- [RECORD SET]

--- START ---

PR #14077, opened 2017-03-03
Adding rapidjson-dev Ubuntu package

pbeeson:


tfoote (approved):
I added debian and fedora rules. The Fedora one oddly doesn't have a -devel version. 

http://packages.ubuntu.com/xenial/libdevel/rapidjson-dev
https://apps.fedoraproject.org/packages/rapidjson
https://apps.fedoraproject.org/packages/rapidjson/overview/

PR #14092, opened 2017-03-06
Updating release version of move_base_to_manip.

AndyZe:


kinetic/distribution.yaml
```diff
@@ -3038,7 +3038,7 @@ repositories:
       tags:
         release: release/kinetic/{package}/{version}
       url: https://github.com/UTNuclearRoboticsPublic/move_base_to_manip-release.git
-      version: 1.0.6-2
+      version: 1.0.9
```
dirk-thomas: The release version must contain the Debian increment.

kinetic/distribution.yaml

--- END ---

- [TRY IT] An exact transcription of the entries is needed, complete to the final line.

- [EXERCISE SOLUTION]
PR #14077, opened 2017-03-03
Adding rapidjson-dev Ubuntu package

pbeeson:


tfoote (approved):
I added debian and fedora rules. The Fedora one oddly doesn't have a -devel version. 

http://packages.ubuntu.com/xenial/libdevel/rapidjson-dev
https://apps.fedoraproject.org/packages/rapidjson
https://apps.fedoraproject.org/packages/rapidjson/overview/

PR #14092, opened 2017-03-06
Updating release version of move_base_to_manip.

AndyZe:


kinetic/distribution.yaml
```diff
@@ -3038,7 +3038,7 @@ repositories:
       tags:
         release: release/kinetic/{package}/{version}
       url: https://github.com/UTNuclearRoboticsPublic/move_base_to_manip-release.git
-      version: 1.0.6-2
+      version: 1.0.9
```
dirk-thomas: The release version must contain the Debian increment.

kinetic/distribution.yaml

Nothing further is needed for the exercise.